Let's first convert the sparse vectors we created above into dense numpy vectors. 

In [78]:
densify_vector(explicitly_generated_sparse_vector)

array([ 0,  0, 12,  0,  0, 34,  0,  0], dtype=int32)

In [79]:
densify_vector(sparse_vector)

array([ 0,  0, 12,  0,  0, 34,  0,  0], dtype=int32)

We can also convert [CSR](https://en.wikipedia.org/wiki/Sparse_matrix#Compressed_sparse_row_(CSR,_CRS_or_Yale_format)) and CSC matrices into [NumPy](https://numpy.org/) matrices.

Let's first create a [CSR](https://en.wikipedia.org/wiki/Sparse_matrix#Compressed_sparse_row_(CSR,_CRS_or_Yale_format)) matrix via `sparsify_array`.

In [80]:
dense_matrix = np.array(
    [
        [1, 0, 0, 0, 0],
        [0, 2, 3, 0, 0],
        [0, 0, 4, 0, 0],
        [0, 0, 5, 6, 0],
        [0, 0, 0, 0, 0],
    ],
    dtype=np.float64,
)
csr_matrix = sparsify_array(dense_matrix, [False, True])

In [81]:
csr_matrix

<mlir_graphblas.sparse_utils.MLIRSparseTensor at 0x7fa0c0614360>

In [82]:
csr_matrix.shape

(5, 5)

In [83]:
csr_matrix.pointers

(array([], dtype=uint64), array([0, 1, 3, 4, 6, 6], dtype=uint64))

In [84]:
csr_matrix.indices

(array([], dtype=uint64), array([0, 1, 2, 2, 2, 3], dtype=uint64))

In [85]:
csr_matrix.values

array([1., 2., 3., 4., 5., 6.])

Let's now create a dense matrix from this [CSR](https://en.wikipedia.org/wiki/Sparse_matrix#Compressed_sparse_row_(CSR,_CRS_or_Yale_format)) matrix.

In [86]:
round_trip_dense_matrix = densify_csr(csr_matrix)
round_trip_dense_matrix

array([[1., 0., 0., 0., 0.],
       [0., 2., 3., 0., 0.],
       [0., 0., 4., 0., 0.],
       [0., 0., 5., 6., 0.],
       [0., 0., 0., 0., 0.]])

In [87]:
round_trip_dense_matrix.dtype

dtype('float64')

In [88]:
np.all(dense_matrix == round_trip_dense_matrix)

True

As mentioned in the [ops reference](../../ops_reference.ipynb), the only difference between CSR and CSC is the indexing. Since MLIR's sparse tensor data structures do not store the indexing, `MLIRSparseTensor` also does not. `MLIRSparseTensor`'s constructor assumes that the indexing simply uses row oriented indexing. Thus, it's not possible to know whether a matrix with `[False, True]` sparsity uses a CSR or CSC layout. Thus, when converting a CSR or CSC `MLIRSparseTensor` instance into a dense [NumPy](https://numpy.org/) matrix, we must explicitly use `densify_csr` or `densify_csc`.

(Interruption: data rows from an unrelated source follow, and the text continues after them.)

PR #94, opened 2020-06-09
Feature/build_version_display & update_get_latest_miniapp

minh-rakuten:
# Description
- Display build information in the setting menu. The build version is generated in `build.gradle` of testapp. There will the appending in apk build Version name`-build-$buildVersion`.

- From discussion & agreement, update sdk as loading miniapp with latest version. `IsLatestVersion()` is omitted.

## Links
[MINI-921](https://jira.rakuten-it.com/jira/browse/MINI-921)

# Checklist

### DIFF
--- a/miniapp/src/main/java/com/rakuten/tech/mobile/miniapp/MiniAppDownloader.kt
+++ b/miniapp/src/main/java/com/rakuten/tech/mobile/miniapp/MiniAppDownloader.kt
@@ -36,8 +36,7 @@ internal class MiniAppDownloader(
                 val versionPath = storage.getMiniAppVersionPath(appId, versionId)
                 if (miniAppStatus.isVersionDownloaded(appId, versionId, versionPath))
                     return versionPath
-            } else
-                throw netError
+            }
         }
         // cannot load miniapp from server
         throw sdkExceptionForInternalServerError()
--- a/miniapp/src/main/java/com/rakuten/tech/mobile/miniapp/MiniAppDownloader.kt
+++ b/miniapp/src/main/java/com/rakuten/tech/mobile/miniapp/MiniAppDownloader.kt
@@ -20,7 +20,7 @@ internal class MiniAppDownloader(
 ) : UpdatableApiClient {
 
     @Suppress("SwallowedException", "LongMethod")
-    suspend fun getMiniApp(appId: String, versionId: String): String {
+    suspend fun getMiniApp(appId: String): String {
         try {
             val miniAppInfo = apiClient.fetchInfo(appId)
             val versionPath = storage.getMiniAppVersionPath(miniAppInfo.id, miniAppInfo.version.versionId)
@@ -31,9 +31,13 @@ internal class MiniAppDownloader(
             }
         } catch (netError: MiniAppNetException) {
             // load local if possible when offline
-            val versionPath = storage.getMiniAppVersionPath(appId, versionId)
-            if (miniAppStatus.isVersionDownloaded(appId, versionId, versionPath))
-                return versionPath
+            val versionId = miniAppStatus.localVersion
+            if (versionId != null) {
+                val versionPath = storage.getMiniAppVersionPath(appId, versionId)
+                if (miniAppStatus.isVersionDownloaded(appId, versionId, versionPath))
+                    return versionPath
+            } else
+                throw netError
         }
         // cannot load miniapp from server
         throw sdkExceptionForInternalServerError()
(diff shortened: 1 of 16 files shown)


miniapp/src/main/java/com/rakuten/tech/mobile/miniapp/MiniAppDownloader.kt
```diff
@@ -21,25 +21,24 @@ internal class MiniAppDownloader(
...
-                !isLatestVersion(appId, versionId) -> throw sdkExceptionForInvalidVersion()
-                miniAppStatus.isVersionDownloaded(appId, versionId, versionPath) -> versionPath
-                else -> startDownload(appId, versionId)
+                miniAppStatus.isVersionDownloaded(
+                    miniAppInfo.id, miniAppInfo.version.versionId, versionPath) -> versionPath
+                else -> startDownload(miniAppInfo.id, miniAppInfo.version.versionId)
             }
         } catch (netError: MiniAppNetException) {
             // load local if possible when offline
+            val versionPath = storage.getMiniAppVersionPath(appId, versionId)
```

Since we can't explicitly create a CSC matrix via `MLIRSparseTensor`'s constructor alone, we'll delay showing demonstrations of how to use `densify_csc` until later tutorials using ops from the GraphBLAS dialect that manipulate a sparse tensor's layout, e.g. `graphblas.convert_layout`.